The Rich History Behind James ‘Jim’ Larkin, The Irish Labor Activist Who Lived His Dream

James ‘Jim’ Larkin received little formal education. Born to Irish parents, Jim Larkin grew up in Liverpool slums. It is from such humble beginnings that Jim Larkin could become a renowned socialist who at some point in his life could be deported from the U.S. before he died a respectable man. Read more: James Larkin – Wikipedia and James Larkin | Biography

Today, people who immerse themselves in the modern history of human rights activism can tell you for sure that Jim Larkin was one persistent guy who’d rather face a bullet-pointed onto his head than forfeit his fight for nobility, good working conditions for laborers and better pay.

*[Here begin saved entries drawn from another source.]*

PR #369, opened 2021-10-27
fix: Better success messages for pyrdp-convert

alxbl:
While making my other PRs, I noticed that the pyrdp-convert success message was not very consistent, so I wrote a bit of code to make it consistent.

It will print the filename when outputting to the same folder, or the absolute file path if a prefix is specified. For multiple streams, each file will be printed after its conversion.

The way this was done was by exposing the output filename to the `RDPReplayer` via a property that gets it from the transport layer (either a `ConversionLayer` or a `FileLayer`)

We could make this a bit sturdier by having a common base class for both `ConversionLayer` and `FileLayer` that enforces the presence of a `filename` member, but for now both have it, so it works.

### DIFF
--- a/.github/workflows/ci.yml
+++ b/.github/workflows/ci.yml
@@ -108,6 +108,10 @@ jobs:
         working-directory: ./
         run: coverage run --append bin/pyrdp-convert.py test/files/test_session.pcap -f replay
 
+      - name: Verify that the replay file exists
+        working-directory: ./
+        run: file -E "20200319000716_192.168.38.1\:20989-192.168.38.1\:3389.pyrdp"
+
       - name: Run unit tests
         working-directory: ./
         run: coverage run --append -m unittest discover -v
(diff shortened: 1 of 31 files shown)


obilodeau:
Tested this but I stumble upon the same problems as #366. Moving to the next one.

obilodeau:
Now that #366 is merged. I started to look into this one tonight. Unfortunately, this PR doesn't work with the replay handler because, in it, it says:

https://github.com/GoSecure/pyrdp/blob/44e94a99906350cc897db1bd403698eaad0b72eb/pyrdp/convert/utils.py#L84

This should have been caught by tests. I'll rework them to make sure it is.

obilodeau:
The error should trigger with tests now. I added nice little JSON tests while we are at it.

The history is a bit of a mess because I pulled this PR in my master back in November so when I pushed back a lot of things went up with it. That said, the GitHub diff is clean so I'm leaving this that way. In any case, I'll probably squash-merge.

obilodeau:
Ok, so all errors were swallowed so adding tests didn't help. Now I'm adjusting exit codes but this will make existing tests fail I think. I'll see what I do about that tomorrow. Zzz

obilodeau:
Ohh, actually this seems to be exactly what I wanted!

image

Now time to fix that missing `handler` problem and it is ready for merge.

Because his zeal for the betterment of good working conditions for laborers throughout Europe, Jim Larkin is widely remembered for his favorite quote ‘A fair day’s work for a fair day’s pay’. Numerous human rights activists usually use this quote. They use it to champion for the rights of workers especially those who work in the informal sector. Learn more about Jim Larkin: http://www.bbc.co.uk/history/british/easterrising/profiles/po08.shtml and http://www.historyireland.com/20th-century-contemporary-history/big-jim-larkin-hero-and-wrecker/

As a young man without good formal education, Jim Larkin was forced to do odd jobs. At one point, Jim Larkin became foreman of the Liverpool docks. It is while here that he decided to join a workers union. The name of the union was the National Union of Dock Labourers (NUDL). In 1905, he became fully committed to the fight of workers’ rights by becoming trade union organizer.

His zeal did not impress all guys even those who was fighting for. They argued that his high-velocity industrial action could hamper several sectors thus paralyzing important service delivery. He was moved to Northern Ireland and based in Dublin. While here, Jim Larkin started Irish Transport and General Workers Union (ITGWU).

Jim Larkin’s aim was that all workers in Ireland namely skilled and unskilled to be in one big union. This way, it would be easy to fight for their rights. In just a year, ITGWU could be merged and turned a political party.

The Irish Labour Party that Jim Larkin formed alongside his friend James Connolly was part of the 1913 Dublin Lockout Strike. This industrial action comprised more than 100, 000 workers who went on strike for 7 months.

After serving workers in various workers’ unions for several years, Jim Larkin died on January 30, 1947.